Liberalism forms the dominant political ideology of the modern world, but despite its pervasive influence, this is the first book-length treatment of liberal political thought from a Christian theological perspective. Song discusses the different aspects and interpretations of liberalism with reference to the critiques of three twentieth-century theologians: the American Protestant Reinhold Niebuhr on the liberal progressivist philosophy of history; the lesser-known Canadian George Grant on the threat of technology to fundamental liberal values, as articulated in the recent work of John Rawls; and the French Thomist Jacques Maritain on the defence of political pluralism. Further to this, Song explores the implications of this political theology for the issues in fundamental constitutional theory raised by a bill of rights and judicial review of legislation, and concludes with an account of the critical but supportive stance of liberalism Christian theology should take.
The body of this book is concerned with the three-centuries-long fight between Liberalism and its arch-foe, the Catholic Church. Even in its heyday as a creed. Liberalism's self-destructive tendency was unmistakable, and it was to this suicidal capacity that the Church pointed countless times in the course of controversy. In the perspective of the possible intimate link tween Liberalism and Dictatorship, the role of the Church as defender of basic freedom is brought into clearer focus.

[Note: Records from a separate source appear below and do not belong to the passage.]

PR #535, opened 2022-03-29
Misc Quality of Life fixes

BryceStevenWilley:
Majority of correcting misspellings, which I only noticed because I have a spell checker in my IDE.
Only non-spell check fixes I made were:
* removed one unused variable `classname`
* Shows the id of the page that a table run got stuck on / experienced an error on.
* lets you say "I see the phrase ..." instead of "I should see the phrase..." It remove a word, and when reading Gherkin, I get the impression that "should" is implied, and doesn't really need to be stated.
* Adds a `cucumber_interview` command to let you run `*.feature` files from a different local dir. I needed this to actually run the features from the interview I was testing with this. If there's a way to run those (without having to install the npm package, which seems like it could make it difficult to develop or it might break npm in weird ways) with normal npm commands, would defer to that.

### DIFF
--- a/package.json
+++ b/package.json
@@ -6,6 +6,7 @@
   "scripts": {
     "test": "npm run unit && npm run langs_setup && npm run cucumber -- $@",
     "cucumber_base": "./node_modules/.bin/cucumber-js --require ./lib/index.js",
+    "cucumber_interview": "run_cucumber(){ npm run cucumber_base -- \"$@\"/docassemble/*/data/sources/*.feature; }; run_cucumber",
     "cucumber": "run_cucumber(){ npm run cucumber_base -- \"$@\" tests/features/*.feature; }; run_cucumber",
     "langs": "npm run langs_setup && ./node_modules/.bin/cucumber-js --require ./lib/index.js tests/features/*_lang*.feature",
     "langs_setup": "./lib/utils/langs.js 'tests/features/*.feature'",
--- a/package.json
+++ b/package.json
@@ -6,7 +6,6 @@
   "scripts": {
     "test": "npm run unit && npm run langs_setup && npm run cucumber -- $@",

Western liberal societies are characterized by two stories: a positive story of freedom of conscience and the recognition of community and human rights, and a negative story of unrestrained freedom that leads to self-centeredness, vacuity, and the destructive compromise of human values. Can the Catholic Church play a more meaningful role in assisting liberal societies in telling their better story? Australian ethicist Robert Gascoigne thinks it can. In The Church and Secularity he considers the meaning of secularity as a shared space for all citizens and asks how the Church can contribute to a sensitivity to—and respect for—human dignity and human rights. Drawing on Augustine’s City of God and Vatican II’s Gaudium et spes, Gascoigne interprets the meaning of freedom in liberal societies through the lens of Augustine’s “two loves,” the love of God and neighbor and the love of self, and reveals how the two are connected to our contemporary experience. The Church and Secularity argues that the Church can serve liberal societies in a positive way and that its own social identity, rooted in Eucharistic communities, must be bound up with the struggle for human rights and resistance to the commodification of the human in all its forms.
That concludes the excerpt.